At the top of the cul-de-sac, she stopped again. “Look at the worms, Mommy!” She bent down to try to pick up the pink worm from the wet sidewalk. “It’s really squirming,” she said, but in a moment she cradled it in her palm as she dropped it gently into the grass.
“Oh, look! There’s another one!” As she bent to pick that one up, I surveyed the sidewalk and the adjacent few feet of street. Worms and worms and worms.
“There’s more over here,” I said.
“Where?” she asked, looking up with the worm squirming between her fingers.
“Everywhere,” I said, indicating with my hand a worm-filled three-foot radius around us.
“I don’t want any of these worms to dry out in the sun,” she said.
I looked at the grey sky and felt again the chill of the mist on the back of my neck. I pulled the hood of my fleece up over my ball cap, the one emblazoned with the name of my alma mater.
“I don’t think there’s much risk of that today,” I said.
My daughter, unmoved, continued saving worms.
“They’ve got that band on them,” I said. “What’s the band for again?” My daughter looked up from the worm she was trying to save at the worms I was pointing at.
“It’s called the saddle. It’s for reproduction.” Then, just to make sure I understood she added, “for mating with other worms.”
“Oh, yeah. I thought it was something like that.” Standing over my daughter as she squatted over a worm, I felt my feet in my sneakers and tucked my chilly fingers into my sleeves.
“Come on, little guy,” she said to the worm that was squirming into curls every time she tried to touch it. “This one doesn’t want me to catch it,” she said to me.
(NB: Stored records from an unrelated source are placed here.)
PR #368, opened 2022-10-18
Stockinfolayout

beckskelly:
Updated layout of stock individual page basic information at the top of the page. Got rid of background and changed font and logo size. Let me know what you think.

Phone:
image

Desktop:
image


BearachB (changes requested):
Looks really good Becks! Starting to take shape.

One thing I noticed is that pinning the "Trade" button to the bottom covers over the cards at the bottom. See screenshot, Might need to change this so that it's doesn't overlap (more like a footer)?

image

beckskelly:
Hey @BearachB , I see the issue. I cant just have it like a footer under everything because its supposed to be viewable all the time. I'll see about inserting some blank space under the page to try push the other elements up. Good spot

beckskelly:
@BearachB fixed that now 
image
image

BearachB (approved):

joeycor92 (changes requested):
Maybe change the padding or something around this?
image

Also there's a lot of white space still. I just wonder if we moved Symbol, Total Value and Movement to one row. It would reduce the space an awful lot

beckskelly:
sorted that padding there @joeycor92 , that was a good spot, I need to check out different logo's in the pages in the future, theyre all different so it can be difficult!

Regarding the white space I know what you mean, I am intending on adding a follow button later in the day, the intention was to put it on the right hand side (as per prototype), but space might be an issue here. Would you be ok with me expirimenting with the layout of the information when im inserting the follow button, as it will inevitably change again when I get to doing that?


for reference heres the prototype im copying
image


and here are the updated changes
image

joeycor92 (approved):
Completely forgot about the follow button! happy for you to experiment and then just get the opinion of 2-3 of us each time. but you're right in general to follow the prototype. Good to have a mess around with these things.

PR #369, opened 2022-10-18
Fix amplify dependent file

joeycor92:
Updated amplify dependent file which is causing the build to fail.


caolan-power (approved):
All good. Hopefully this fixes it

DaraghK93 (approved):
good stuff. hopefully this works

PR #373, opened 2022-10-18
Stock data intra day prices

joeycor92:
Hi Lads,

This is the exact same as before except a new branch and I don't think any of the previous mistakes have happened again.

Let me know if ye see anything mad.


DaraghK93 (approved):
looks good. hopefully it's sorted this time

amplify/backend/function/stockPriceIntraDay/amplify.state
```diff
@@ -0,0 +1,6 @@
+{
```
caolan-power, line 1: this was the file causing issues last time too so hopefully

caolan-power (approved):
Exact same as last time so accepting

Issue #313, opened 2026-05-29
Improve token usage on SAPRead


samibouge:
In my fork I improved the way SAPRead is handled based on how Claude likes to work with source code:

- by default SAPRead returns a compact representation:  only constants, types and method signatures (including line ranges)
- add a new parameter to read specific lines
- add a new parameter to allow GREPing the source code

Claude was trained already to work like this so in my fork it was able to use quite naturally these tools. It pairs well with #303 but #303 needs to be implemented first, otherwise the agent won't be able to act efficiently on it.

You may review the following commit and see if/how you would want to integrate the improvements
https://github.com/samibouge/arc-1/commit/91d71eafb0443ced7abcaace20b008aa502852c0

There are few subtleties in the way for example to handle multiple classes inside an include, so when grepping I return the full context (local class name + method name)

marianfoo:
implemented in #316

PR #307, opened 2026-05-28
feat: class-section surgery for CLAS

marianfoo:
## Summary

Closes #303. Adds four token-efficient `SAPWrite` actions so an LLM can edit a global ABAP class **without re-sending the full `/source/main`** (typically 1–80 lines instead of 500–4000):

| Action | Sends | Touches |
|---|---|---|
| `edit_class_definition` | new `CLASS … DEFINITION … ENDCLASS.` block | DEFINITION only (or a local include via `include=`) |
| `add_method` | a `METHODS` clause (+ optional `visibility`, `abstract`) | DEFINITION + IMPLEMENTATION atomically |
| `edit_method_signature` | new `METHODS` clause for one method | DEFINITION only (IMPL untouched) |
| `delete_method` | a method name | DEFINITION + IMPLEMENTATION atomically |

All four are backed by SAP's existing `/sap/bc/adt/oo/classes/{name}/objectstructure` endpoint — `parseClassStructure` returns the precise `#start=L,C;end=L,C` line ranges to splice, so **no client-side ABAP parsing of the existing source is needed** for the common path (abaplint stays as the diff-side declaration parser only).

### Design highlights
- **Refuse-policy** (`edit_class_definition`): a client-side diff against the current class structure refuses a write that would leave the class non-activatable — an added concrete method with no `METHOD…ENDMETHOD` body, or an orphan body after a removal — and points the caller at `add_method`/`delete_method`. `ABSTRACT METHODS`, `EVENTS`, `INTERFACES`, `ALIASES` are exempt.
- **Version consistency**: structure + source are fetched at the same effective version (active, or the inactive draft when one exists) and the version is threaded through the cache key, so chained surgery on a draft splices against aligned line ranges instead of silently corrupting it.
- **Cross-release**: NW 7.50 splits methods across `CLAS/OO` (def) + `CLAS/OM` (impl) merged by name; S/4HANA 2023 (kernel 7.58) uses one `CLAS/OM`. One parser handles both.
- **No auto-activate** — writes the inactive draft; caller runs `SAPActivate` next (matches existing `update`/`edit_method`).

### Verification
- **a4h (S/4HANA 2023, kernel 7.58)** — end-to-end live: 5/5 integration tests + a 12-step probe (`scripts/probe-issue-303.mjs`) PASS; the chained-draft scenario (`add_method` ×2 without activating between) confirmed both methods survive activation.
[...]

PR #316, opened 2026-05-29
feat(read): SAPRead grep — regex search within object source (#313)

marianfoo:
## Summary

Adds an optional **`grep="<regex>"`** parameter to `SAPRead`. Instead of returning a whole object's source, ARC-1 fetches it server-side, runs a case-insensitive regex, and returns **only the matching lines plus ±3 lines of context** (with line numbers). For `CLAS`, each match is annotated with the owning class/method so a hit leads straight to a targeted `method=` read.

This is the server-side **"search → locate → read"** loop agents already use with ripgrep on a local checkout — the one non-redundant capability from [issue #313](https://github.com/marianfoo/arc-1/issues/313). The surgery half of that suggestion already shipped in #307 (`edit_class_definition`, `add_method`, `method="*"`); this complements it. A 1,000-line full-class read for "where is `MARA` selected?" becomes a few hundred tokens of matches (Design Principle #3).

```
SAPRead(type="CLAS", name="ZCL_ORDER", grep="select.*from")  → matching lines, annotated by method
SAPRead(type="PROG", name="ZREPORT", grep="WRITE")           → matches + context, line numbers
```

## What changed

- **`src/context/grep.ts`** (new, pure, no I/O): `grepSource(source, pattern, {methods})` — `gim` regex with a **literal fallback** when the pattern isn't valid regex or has unescaped metacharacters (LLMs send `read_entities(` a lot), ±3 context, 100-match cap with a "narrow your pattern" note, and `[class=>method]` annotation. Mirrors `method-surgery.ts`; fully unit-tested in isolation.
- **`src/handlers/intent.ts`**: a `grepText` helper + `if (args.grep)` branch on every source-bearing read case — `PROG, CLAS, INTF, FUNC, INCL, DDLS, DCLS, BDEF, SRVD, DDLX, TABL, VIEW`. The `CLAS` branch reads the raw section, annotates via `listMethods`, rejects `grep`+`method`, and frames output with a `[name section=…]` header.
- **`src/adt/client.ts`**: `getClassInclude(name, include)` — raw section source (no `=== inc ===` wrapper that `getClass(name, include)` adds) so grep line numbers stay accurate.
- Three-file schema/tools/intent sync; docs (`tools.md`, `README`, `CLAUDE.md`, feature matrix, roadmap).

## Design notes

- **Reuses `MethodInfo.containingClass`** for annotation — no new field added to `method-surgery.ts` (it's untouched).
- **No new scope or SAP round-trip**: grep is a response transform over already-fetched, ETag-cached source under the existing `read` scope. (CLAS `include=` grep is the one uncached read, matching the existing non-grep include path.)
- `include="main"` correctly resolves to `/source/main`; a missing include returns a friendly message instead of a raw 404.

## Test plan

- **Unit** (full suite green, 3232 tests): `grep.ts` helper (16 tests — matching, context, separators, literal fallback, truncation, method annotation, between-method attribution), handler paths (PROG/BDEF/TABL/CLAS grep, no-match, invalid pattern, `grep`+`method` error, `include=main` routing, missing-include 404), schema/tools sync, `getClassInclude`.
- **E2E** (`tests/e2e/sapread-grep.e2e.test.ts`, runs via `npm run test:e2e`): greps the persistent `ZCL_ARC1_TEST` fixture — asserts filtered output, method annotation, and that grep output is smaller than the full read.
- `npm run typecheck` + `npm run lint` clean.

## Known limitation / follow-up

The pattern is a user-supplied `RegExp` run synchronously, so a pathological pattern (e.g. `(a+)+$`) against a long line could trigger catastrophic backtracking and block the event loop (a DoS vector on multi-user deployments). Mitigating it properly is a dependency/architecture decision (`re2` for linear-time matching, or a worker-thread timeout) rather than part of this feature — flagging for a follow-up. Input is authenticated and `read`-scoped in the meantime.


samibouge:
Seems to be working well, Claude uses grep all the time now when I'm working on code.

PR #335, opened 2026-06-03
fix(adt/client): copy tablWriteUrlCache in withSafety() clone

### LINKED ISSUE #333: fix(adt/client): copy tablWriteUrlCache in withSafety() clone (arc-1@0.9.7, possible regression)
`withSafety()` clones of `AdtClient` in arc-1@0.9.7 do **not** copy `tablWriteUrlCache`, so the clone has `tablWriteUrlCache = undefined`. This leads to a runtime error (TypeError on `.get()`) when TABL write/activate is invoked on a clone generated by `withSafety()`. 

> __Note__: We installed `arc-1@0.9.8` but haven't yet confirmed whether this bug is fixed there — please check before merging if newer releases supersede this fix.

---

**Trigger Condition:**
- The crash is triggered only when both `SAP_XSUAA_AUTH=true` and `extra.authInfo?.scopes` is present, which is the code path using `client.withSafety(effectiveSafety)` in `server.js`. Without these, the default client is used directly (constructor initializes `tablWriteUrlCache`).

---

**Fix / Minimal Diff (src/adt/client.ts):**
Add the following immediately after the `tablUrlCache` block in `withSafety()`:

```ts
Object.defineProperty(clone, 'tablWriteUrlCache', {
  value: this.tablWriteUrlCache,
  writable: false,
  enumerable: false,
});
```

**Original code for reference:**
```ts
withSafety(safety: SafetyConfig): AdtClient {
  const clone = Object.create(AdtClient.prototype) as AdtClient;
  Object.defineProperty(clone, 'http', { value: this.http, writable: false, enumerable: true });
  Object.defineProperty(clone, 'safety', { value: safety, writable: false, enumerable: true });
  Object.defineProperty(clone, 'username', { value: this.username, writable: false, enumerable: true });
  Object.defineProperty(clone, 'tablUrlCache', { value: this.tablUrlCache, writable: false, enumerable: false });
  //  ADD THIS BLOCK ↓↓↓
  Object.defineProperty(clone, 'tablWriteUrlCache', {
    value: this.tablWriteUrlCache,
    writable: false,
    enumerable: false,
  });
  //  END ADDITION ↑↑↑
  Object.defineProperty(clone, 'packageHierarchyResolverHolder', {
    value: this.packageHierarchyResolverHolder,
    writable: false,
    enumerable: false,
  });
  return clone;
}
```

**How to Reproduce:**
1. Set `SAP_XSUAA_AUTH=true` and supply `extra.authInfo?.scopes`
2. Use an ARC-1 server route or handler for tab write/activate (e.g. `handleSAPWrite`)
3. Observe the crash on missing cache with `TypeError: Cannot read properties of undefined (reading 'get')`

---

Assigning to @marianfoo for triage.
- If a newer version (≥0.9.8) fixes this, an upgrade is sufficient (please close as solved or link the PR).
- Otherwise, this is a one-line patch for continued support on v0.9.7.
- I can submit a PR for your preferred approach.

marianfoo:
## Summary

`AdtClient.withSafety()` builds the per-request safety clone with `Object.create(AdtClient.prototype)`, which **bypasses the constructor**, so every instance field must be re-attached by hand via `Object.defineProperty`. The clone was missing `tablWriteUrlCache`, leaving it `undefined` and crashing the first TABL write/activate with:

```
TypeError: Cannot read properties of undefined (reading 'get')
```

at `resolveTablObjectUrlForWrite()` (`this.tablWriteUrlCache.get(upper)`).

Closes #333.

## Root cause & regression

- `tablWriteUrlCache` + `resolveTablObjectUrlForWrite()` were introduced in #286 (v0.9.6), which also rerouted the TABL write/activate call sites from `resolveTablObjectUrl()` (uses the **copied** `tablUrlCache`) to `resolveTablObjectUrlForWrite()` (uses the **uncopied** `tablWriteUrlCache`) — but did not update `withSafety()`.
- Confirmed present in **v0.9.6, v0.9.7, and v0.9.8** — answering the reporter's open question: 0.9.8 does **not** fix it.
- Before #286 the equivalent paths used the copied read cache, so TABL writes on a clone worked → genuine regression, not just "possible."

## Trigger & impact

The clone is produced on every authenticated HTTP path (`src/server/server.ts`):

| Auth path | Affected |
|---|---|
| XSUAA OAuth / OIDC JWT (scopes) | ✅ |
| API key with a profile | ✅ (the issue's repro missed this second clone path) |
| stdio (no auth) | ❌ exempt — uses the constructor-built client (why CI never caught it) |

Affected operations: `SAPWrite` update/delete on TABL, `SAPActivate` single/batch on TABL — i.e. the common "create a table, then activate it" workflow was broken over authenticated connections.

## Fix

- Re-attach `tablWriteUrlCache` to the clone, **sharing the same `Map` instance** (matching `tablUrlCache`) — TABL/DT-vs-TABL/DS resolution is about object addressing, independent of per-request safety scope, so resolutions stay visible across the original and all clones.
- Add an `INVARIANT` guard-rail comment in `withSafety()` and a `CLAUDE.md` "Key Files" row so the next field added to `AdtClient` isn't forgotten (this was the second near-miss of this class).

## Tests

4 new unit tests in `tests/unit/adt/client.test.ts` (`describe('withSafety')`):
1. clone shares the same `tablWriteUrlCache` Map instance
2. clone shares the same `tablUrlCache` Map instance (closes the adjacent untested gap)
3. `resolveTablObjectUrlForWrite()` no longer throws on a clone (the regression)
4. a resolution cached on the original is visible from the clone (shared Map, not a copy)

Verified the 3 fix-dependent tests **fail without the fix** and pass with it.

- `npm test` → **3314 pass** (102 files)
- `npm run typecheck` → clean
- `npm run lint` → clean
- Codex review (`/codex:review`) → no blocking issues

No manual version bump — release-please will cut a patch from the `fix:` commit.


xkev1:
Hi Marain, I'm not able to test this in my system currently can you please push this in a next releasee so i can test this scenario directly

PR #339, opened 2026-06-03
feat(transport): set explicit transport target (TR_TARGET) on SAPTransport.create

marianfoo:
## Why

The first pass added a `transportLayer` param, but that's the wrong SAP field:

- **Transport layer** (Transportschicht) — a *package* property; influences the target only indirectly via the consolidation route.
- **Transport target** (Transportziel, data element `TR_TARGET`, SAP GUI field `KO013-TARSYSTEM`) — set *directly on the request*: a system (`C11`), system.client (`C11.021`), or group (`/TRG/`). The group / sys.client forms require **extended transport control (CTC)**.

## What

- **`SAPTransport(action="create", target="…")`** — sets `TR_TARGET` via the `tm:root`/`newrequest` endpoint (`POST /sap/bc/adt/cts/transportrequests`), the **only** ADT path that sets the target. The `CreateCorrectionRequest` endpoint silently ignores any target (verified). SAP validates the target server-side; an unknown target is converted into actionable guidance (valid forms + CTC requirement). An empty/whitespace `target` is rejected rather than silently falling through.
- **`transportLayer`** param on create → `?transportLayer=` (advanced layer override; abap-adt-api mechanism).
- **`layers`** discovery action (read scope) — lists the system's transport layers so a client picks a real value instead of guessing.
- The create response now reads the request back and **reports the resolved target**; an empty target ("Local Change Requests") = LOCAL request, surfaced with guidance.
- `parseTransportList` now extracts `target`/`targetDesc`.

## Verification

Live on **a4h (S/4HANA 2023, kernel 7.58)**:
- `target="LOCAL"` → request created; the `tm:root`/`newrequest` endpoint works on 7.58 (the "fails on NW 7.50" note is release-specific).
- `target="/TRG/"` / `"C11"` → **400 "Target 'X' does not exist"** (a4h has no transport routes), surfaced as friendly guidance. The happy path needs a CTC-enabled system — point the integration test at it with `TEST_TRANSPORT_TARGET=/TRG/`.
- `CreateCorrectionRequest` with a `<TARGET>` body element → ignored (stays local), confirming the endpoint split.

Unit + integration tests added (incl. a live "unknown target → clear error" integration test). Full unit suite: **3327 passing**; the only failures are the pre-existing `auth-rate-limit.test.ts` (stale `express-rate-limit` dep, unrelated to this change).

A Codex review pass was run on the diff; all five findings (empty-target fall-through, 404 handling, `&apos;` decoding, and two test-coverage gaps) are addressed in this PR.


marianfoo:
## NW 7.50 compatibility (requested test)

**Finding: the explicit-`target` path does NOT work on NW 7.50/7.51.** It uses `POST /sap/bc/adt/cts/transportrequests` with a `tm:root`/`newrequest` body — the exact path ARC-1's own `createTransport` JSDoc documents as *verified live on npl 7.50 SP02* to return **HTTP 400 "user action is not supported"** (`CL_ADT_TM_RESOURCE` ignores `tm:useraction` pre-7.52). It works on 7.52+/S4 (verified on a4h 7.58).

**Could not re-verify live:** npl.marianzeis.de (the 7.50 system) was down during this work — nginx returns 502, and it's hosted on a different box (176.9.72.62) than the one I have SSH access to (65.109.59.210, which only runs saprouter + a chrome container). So this rests on the documented prior live verification, not a fresh run.

**Fix added (`87ca60ed`):** the create handler previously only matched `/does not exist/i`, so a 7.50 rejection surfaced as a cryptic raw 400. It now catches "user action is not supported" and returns release guidance (needs NW 7.52+/S4; on older releases create the request without a target and set it in SE09/SE10). Covered by a unit test that mocks the 7.50 400. The tool `target` description notes the 7.52+ requirement.

The non-target paths (`createTransport` via `CreateCorrectionRequest`, `transportLayer`, target read-back) use the endpoint that ARC-1 documents as working on both 7.50 and 7.58. **Still worth a live 7.50 re-run once npl is back up** — especially the `layers` value-help and read-back paths.

marianfoo:
## ✅ Live-verified on NW 7.50 (npl 7.50 SP02)

npl is back up; ran the real ARC-1 code against it. Results:

| Path | NW 7.50 | Outcome |
|---|---|---|
| `createTransport` (no target) | ✅ works | created `NPLK900070`, read-back + delete OK (target/desc empty) |
| `createTransportWithTarget` (`target=…`) | ⛔ 400 | server returns `ADT_TM_COMMON_EXCEPTION` / **"user action is not supported"** — handler routes to the **release-guidance** branch (needs 7.52+) ✓ |
| `listTransportLayers` (`action="layers"`) | ⛔ 404 | value-help endpoint is **7.52+ only** ("No suitable resource found") |

**Two release gaps confirmed and both now handled gracefully** (verified live, not just mocked):
- `87ca60ed` — explicit `target` on 7.50/7.51 → friendly "needs NW 7.52+" guidance (the raw error is the cryptic "user action is not supported").
- `34638ee6` — `layers` on 7.50/7.51 → "discovery not available on this release" instead of a raw 404.

Net: on NW 7.50/7.51 the **no-target create path works** (CreateCorrectionRequest), and the two 7.52+-only features (`target`, `layers`) now degrade with clear, actionable messages rather than cryptic SAP errors. Full unit suite **3329 passing** (only the pre-existing `auth-rate-limit` dep failure remains).

marianfoo:
## Deep cross-source research → discovery-gating + official target value-help (`f089408a`)

Researched docs, repos, and SAP's own tooling, then verified live on both 7.50 and 7.58.

**Sources:** decompiled SAP Eclipse/adt-ls JARs (`com.sap.adt.tm.model`), SAP Notes 2046730/2047506/2558101/2982187/3720728, `abap-adt-api`/`sapcli`/`erpl-adt`, and live a4h 7.58 + npl 7.50.

**Key findings:**
- Two ADT resources: `/cts/transports` (CreateCorrectionRequest — 7.50-safe, no explicit target) vs `/cts/transportrequests` (`tm:root` — create-with-target, newer releases only). Confirmed ARC-1's split is correct.
- **No ADT way to set a target on 7.50, and no modify-target-on-existing anywhere** (`CL_ADT_CTS_MANAGEMENT` has only `CREATE_EMPTY_REQUEST`). Graceful degradation is the only correct option.
- **SAP's own Eclipse gates create-with-target on ADT *discovery capability*, not a version check** — the `transportorganizer.v1+xml` Accept type on `/cts/transportrequests`. Live: present on a4h 7.58, absent on npl 7.50. ARC-1's already-cached discovery map exposes it.
- There's an **official target value-help** (`/cts/transportrequests/valuehelp/target`) — the proper way to discover valid targets.

**Changes:**
- `supportsExplicitTransportTarget()` discovery-gate (Eclipse's exact mechanism, reusing the cached discovery map). Fails fast on 7.50 *before* a doomed POST; post-hoc "user action is not supported" catch kept as fallback.
- `targets` action (official value-help) — discover valid `target` values; gated the same way (NW 7.50 returns it as **HTTP 200 empty, not 404**, so gate on capability, not status).
- create's "does not exist" hint now points at `action="targets"`.

**Live verification:** a4h 7.58 — value-help returns `DEV`; `target="DEV"` → **201 with `tm:target=DEV` set** (the happy path, finally proven). npl 7.50 — gate → fail-fast, **no POST**. Full unit suite **3340 passing** (only the pre-existing `auth-rate-limit` dep failure).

“It’s afraid you’re a robin,” I said. She stood up and held out her hand.
“I got more slime than worm,” she said, and as she drew her fingers apart I saw the threads of worm slime trailing from them. Gossamer, I thought, and surprised myself by needing to swallow back a gag. “They make the slime to protect themselves from predators. I need to get a stick or something.” Seeing no sticks immediately she added, “or a thick piece of grass.”
I looked around us. We were up at the newer, McMansion end of our cul-de-sac where the power lines were all underground and the yards were each an expanse of manicured lawn. No trees, so no sticks. I looked at the grass at my feet. There was a yellowed piece of something. I picked it up. It wasn’t as thick as straw, but it was a little stiffer than green grass.
“Here, try this.” I handed the not-straw to my daughter. “I don’t know if it will work…” I began, but she slid it under the worm with no trouble.
At least the worm rescue will go faster now, I thought. Maybe we could still do the rest of our walk. I thought of the brisk walk I’d envisioned this morning when I invited her out with me. I thought of the tightening of my muscles as I climbed the hills and the cool of the air as I breathed it into my lungs. Then I looked again at the expanse of worms around us.
She would save them all. And I would take a walk another day.